:: Records shown ::

PR #17607, opened 2020-09-08
Fix multiple bugs in matching ##signatures

swoops:
**Your checklist for this pull request**
- [x] I've read the [guidelines for contributing](https://github.com/radareorg/radare2/blob/master/DEVELOPERS.md) to this repository
- [x] I made sure to follow the project's [coding style](https://github.com/radareorg/radare2/blob/master/DEVELOPERS.md#code-style)
- [ ] I've added tests that prove my fix is effective or that my feature works (if possible)
- [x] I've updated the documentation and the [radare2 book](https://github.com/radareorg/radare2book) with the relevant information (if needed)

**Detailed description**

This refactors out multiple bugs in the matching of signatures. When a signature is matched, either `fcnMatchCB` or `searchHitCB` is called. This previous lead to `addFlag` where there were a few bugs. These bugs prevented the function from being renamed, having types applied and resulted in some leaks.

There is still a bug where types are not applied because the `RSignItem` passed to `searchHitCB` does not have a `types` member. This is due to a bug in `r_sign_item_dup` and is addressed in #17608.

**Test plan**
```
$ r2 static 
 -- Did you know that radare2 can decompile to assembly?
[0x00401c60]> s 0x0041dec0
[0x0041dec0]> af
[0x0041dec0]> afs
void fcn.0041dec0 (int64_t arg1);
[0x0041dec0]> zo ./out.sdb 
[0x0041dec0]> z*
zs *
za sym.__strdup b f30f1efa4154554889fd4883ec08e83d69f9ff4c8d60014c89e7e8d167f9ff4885c074154883c4084c89e24889ee4889c75d415ce98769f9ff5a31c05d415cc3:ffffffffffffffffffffffffffffff00000000ffffffffffffffff00000000ffffffff00ffffffffffffffffffffffffffffffffff00000000ffffffffffffff
za sym.__strdup g cc=2 nbbs=3 edges=3 ebbs=1 bbsum=64
za sym.__strdup o 0x0008fb30
za sym.__strdup v r110
za sym.__strdup t func.sym.__strdup.args=1 func.sym.__strdup.arg.0="uint32_t,AAAA"
za sym.__strdup h d8b82299783a827712112871062c12f183da2579815bbb644bec13b71fac5618
[0x0041dec0]> z.
[+] searching 0x0041dec0 - 0x0041dfc0
[+] searching function metrics
hits: 1
[0x0041dec0]> afs
void sym.__strdup (uint32_t AAAA);
[0x0041dec0]> 
```
[...]

PR #17608, opened 2020-09-08
Remove r_sign_item_dup ##signatures

swoops:

**Detailed description**

The `r_sign_item_dup` appears to only be used in one place. This is to set up a list of `RSignItems` for `r_search`. The items don't need to be duplicated if they are never free'd. This should result in a performance boost. 

The `r_sign_item_dup` function also has a bug where it does not properly duplicate the `items` signature. So by refactoring this function out, the `searchHitCB` should now get the necessary information to apply the type information to a function.

**Test plan**

See the command executed in #17607 PR.

**Closing issues**

...

### DIFF
--- a/libr/anal/sign.c
+++ b/libr/anal/sign.c
@@ -2184,6 +2184,7 @@ R_API void r_sign_space_rename_for(RAnal *a, const RSpace *space, const char *on
 struct ctxForeachCB {
 	RAnal *anal;
 	RSignForeachCallback cb;
+	bool freeit;
 	void *user;
 };
 
@@ -2200,13 +2201,21 @@ static bool foreachCB(void *user, const char *k, const char *v) {
 	} else {
 		eprintf ("error: cannot deserialize zign\n");
 	}
-	r_sign_item_free (it);
+	if (ctx->freeit) {
+		r_sign_item_free (it);
+	}
 	return true;
+}
+
+static bool r_sign_foreach_nofree(RAnal *a, RSignForeachCallback cb, void *user) {
+	r_return_val_if_fail (a && cb, false);
+	struct ctxForeachCB ctx = { a, cb, false, user };
+	return sdb_foreach (a->sdb_zigns, foreachCB, &ctx);
 }
 
 R_API bool r_sign_foreach(RAnal *a, RSignForeachCallback cb, void *user) {
 	r_return_val_if_fail (a && cb, false);
-	struct ctxForeachCB ctx = { a, cb, user };
+	struct ctxForeachCB ctx = { a, cb, true, user };
 	return sdb_foreach (a->sdb_zigns, foreachCB, &ctx);
 }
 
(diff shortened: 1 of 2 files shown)


XVilka (approved):

ret2libc (commented):
I'm not so sure the `_dup` is not required. Those `RSignItem`s get added to `ss->items` and `ss->items` is freed in `r_sign_search_free`, for example.

trufae (approved):

ret2libc (changes requested):
Just to make sure none merge the PR without first checking what said in previous comment.

swoops:
> I'm not so sure the `_dup` is not required. Those `RSignItem`s get added to `ss->items` and `ss->items` is freed in `r_sign_search_free`, for example.

The `_dup` was required previously because the only `foreach` function would allow the callback to *borrow* the `RSignItem`, but not keep it. This is because the `foreach` kept a reference to each `RSignItem` and free'd that item on each loop.

This code ads a `foreach_no_free` function which never free's the `RSignItem`s it produces. This means the item can be given away and put inside of `ss->items`. The end result is the same, `ss->items` contains all the `RListItems`. They are just the items given away by the `foreach_no_free` function instead duplicates of the items borrowed from `foreach`.

ret2libc:
@swoops if you look at `cmd_zign.c:searchRange` there are calls, in this order, to: `r_sign_search_new`+`r_sign_search_init`+`r_sign_search_update`+`r_sign_search_free`. In `r_sign_search_new` `ret->items` is initialized with `r_list_newf (r_sign_item_free)` (see https://github.com/radareorg/radare2/blob/master/libr/anal/sign.c#L2217). Then, in `r_sign_search_free` there is a call to `r_list_free (ss->items)` (see https://github.com/radareorg/radare2/blob/master/libr/anal/sign.c#L2227) which not only free the rlistiterator, but it also calls the function `r_sign_item_free`. If the RSignItems are not duplicated, as in your PR, this ends up in double free.

Am I missing anything?

swoops:
Everything you said is correct, I think you are missing the removal of a free from whiten `r_sign_search_innit` call chain. Here is how it would work before the PR:

1. Create item `it` (bt: `foreachCB`, `r_sign_foreach`, `r_sign_search_init`)
2. Duplicate `it` into `it2`(bt: `addSearchKwCB`, `foreachCB`, `r_sign_foreach`, `r_sign_search_init`)
3. Add `it2` to `ss->items` (bt: `addSearchKwCB`, `foreachCB`, `r_sign_foreach`, `r_sign_search_init`)
4. free `it` (bt: `foreachCB`, `r_sign_foreach`, `r_sign_search_init`)
5. use `ss->items` in search
6. Free `ss->items` in `r_sign_search_free`

Now it looks like this:

1. Create item `it` (bt: `foreachCB`, `r_sign_foreach_nofree`, `r_sign_search_init`)
2. REMOVED
3. Modified: Add *original* `it` to `ss->items` (bt: `addSearchKwCB`, `foreachCB`, `r_sign_foreach_nofree`, `r_sign_search_init`)
4. REMOVED 
5. use `ss->items` in search
6. Free `ss->items` in `r_sign_search_free`

Notice the `r_sign_foreach_nofree` is used instead of `r_sign_foreach`. The `r_sign_foreach_nofree` sets `ctx.freeit == false` causing the `foreachCB` to skip the call to `r_sign_item_free`. As a result the `it` is not free'd in step 4. So it will still exist for steps 5 and 6.

ret2libc (approved):
Ok I think I kinda understand now! Thanks for the explanation.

:::

--- Exercise objective ---
Return, with no change at all, every line in the entries above from the line containing "Remove r_sign_item_dup ##signatures" through the line containing "a performance boost.".

--- Output below ---
Remove r_sign_item_dup ##signatures

swoops:

**Detailed description**

The `r_sign_item_dup` appears to only be used in one place. This is to set up a list of `RSignItems` for `r_search`. The items don't need to be duplicated if they are never free'd. This should result in a performance boost. 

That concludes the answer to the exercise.